As shown in fig. 2, the calculation process of the exponential function circuit:
(1) The input x i or x i -f_ln is multiplied by the fixed-point constant log 2 e to obtain a fixed-point output { u i,vi }, where u i is the integer portion and v i is the fractional portion, where-1<v i <1.
(2) The f (v i)=vi +b) is used for performing function fitting calculation 2 v, and although x i is larger than or equal to 0, x i -f_ln has a positive value and a negative value, so that a piecewise function fitting is needed to be used for determining a coefficient of 0.9919 according to different fitting parameters b 1 or b 2 of positive and negative gating of u i, piecewise intervals are (-1, 0) and [0, 1), for example, if the input is 16-bit fixed point number decimal bit width is 4, b 1=6'b01_0100,b2 =6' b00_1111 and [0,1 ] interval fitting is taken. The coefficients are slightly worse in the (-1, 0) interval, f (v i)=a*vi +b) can be used to improve accuracy in the (-1, 0) interval by piecewise fitting, where a=0.4966, b= 0.9711, for example, the input is 16-bit fixed point number decimal place width is 4, a is realized by right shifting v i by one bit, no additional cost is left on hardware, b 2 =6' b00_1111 is taken, and the fitting is determined to be 0.9909.
(3) Judging positive and negative through the highest sign bit of u i, if the sign bit is negative, inverting and adding one to obtain an absolute value, gating, and performing left shift or right shift on the 2 v calculated in the step (2) according to the positive and negative of u i to obtain a final exponential function calculation result:
as shown in fig. 3, the calculation process of the logarithmic function circuit:
(1) The LOD is used to obtain an intermediate value t where the most significant bit of the input f is located at 1 and the other bits are 0.
(2) And decoding the input t by using a decoder to obtain an index w where the f most significant bit is located.
(3) The input f is shifted to the right by w bits using a shifter to get k, where k e (1, 2).
(4) The adder is used to calculate log 2k:log2k≈k+b2, where b 2 is a constant, such as a fixed point number system, and the total bit width of the output f_ln of the logarithmic function circuit is 6 decimal places and 4, then b= -0.9485 is taken to be b=6' b11.0001 after being fixed, and the fitting determination coefficient is 0.9906.

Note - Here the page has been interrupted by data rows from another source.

PR #1771, opened 2022-01-10
PLANNER-2627: Move step score map to solve-lifetime scope

Christopher-Chianelli:
Before, the step score map was configured to a phase-lifetime object.
This is fine when there is only one phase, but there is typically
many phases. Thus, when a new phase is started, the step score map
that the gauge tracks is never updated (since it linked to the old,
forgotten, phase). The step score map now lives in SolverScope, so
it should work across the entire solver run.

Maybe should be backported.

### JIRA

https://issues.redhat.com/browse/PLANNER-2627

### Checklist

<details>
<summary>
</summary>

</details>

<details>
<summary>
</summary>

</details>

### DIFF
--- a/optaplanner-core/src/main/java/org/optaplanner/core/impl/phase/AbstractPhase.java
+++ b/optaplanner-core/src/main/java/org/optaplanner/core/impl/phase/AbstractPhase.java
@@ -17,10 +17,6 @@
 package org.optaplanner.core.impl.phase;
 
 import java.util.Iterator;
-import java.util.List;
-import java.util.Map;
-import java.util.concurrent.ConcurrentHashMap;
-import java.util.concurrent.atomic.AtomicReference;
 
 import org.optaplanner.core.api.domain.solution.PlanningSolution;
 import org.optaplanner.core.api.score.Score;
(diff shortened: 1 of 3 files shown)


optaplanner-core/src/main/java/org/optaplanner/core/impl/phase/AbstractPhase.java
```diff
@@ -53,7 +47,6 @@
 
     protected final int phaseIndex;
     protected final String logIndentation;
-    protected final Map<Tags, List<AtomicReference<Number>>> stepScoreMap = new ConcurrentHashMap<>();
```
triceo, line 56: I checked the code and I'm not really sure why we need the `AtomicReference` there.
The `Number` is there because we do not know what the `Score` will return - fair enough. But the `AtomicReference`?

If you need concurrent modifications to the list, there is the `CopyOnWriteArrayList`.
Is there any particular reason why the change of the list element should be atomic? `List.set(...)` should be enough here.

triceo (approved):
LGTM, but check the comment inside.

optaplanner-core/src/main/java/org/optaplanner/core/impl/phase/AbstractPhase.java
Christopher-Chianelli: It more complex to do it with a list, since the Gauge function is given whatever is passed to it, meaning we would need to also store the index in the list to fetch versus just the atomic reference (currently, the atomic reference is passed to the gauge, and the gauge read directly from the atomic reference, bypassing the List). See Section 9 in https://micrometer.io/docs/concepts . In theory, it does not need to be atomic, just settable. However, the concept page only show atomic types.

PR #1778, opened 2022-01-12
PLANNER-2614 Remove easy forward references from the API package

triceo:


optaplanner-core/src/main/java/org/optaplanner/core/api/domain/valuerange/ValueRange.java
```diff
@@ -70,7 +58,7 @@
      * Scales well because it does not require caching.
      *
      * @param workingRandom never null, the {@link Random} to use when any random number is needed,
-     *        so {@link EnvironmentMode#REPRODUCIBLE} works correctly. {@link RandomUtils} can be useful too.
+     *        so we can achieve proper reproducible environments.
```
ge0ffrey, line 61: Avoid "we" and "I" in javadocs and docs

```suggestion
     *        so runs are reproducible when desired.
```

ge0ffrey (approved):

optaplanner-core/src/main/java/org/optaplanner/core/api/domain/valuerange/CountableValueRange.java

(5) Adding w to log 2 k obtained by the function fitting calculation in the step (4), and multiplying ln2 by the accumulated value by using a constant multiplier to obtain a final log function calculation result that ln (f) =ln2log 2f=ln2*(w+log2 k
The invention adopts the equivalent transformation of the functions, the replacement of the exponentiation base number and the logarithmic base number, the fitting of the functions, the serial accumulation and the multiplexing of the exponential operation units, only uses a limited basic operation logic unit to realize complex functions, converts the combination of the exponentiation function and the division of the original functions into the combination of the exponentiation function and the logarithmic function, simultaneously carries out the function fitting with controllable precision according to the operation characteristics and the data range, saves a great amount of calculation time and iteration process, and effectively reduces the hardware realization area and the power consumption cost by utilizing the multiplexing of the serial accumulation and the function unit.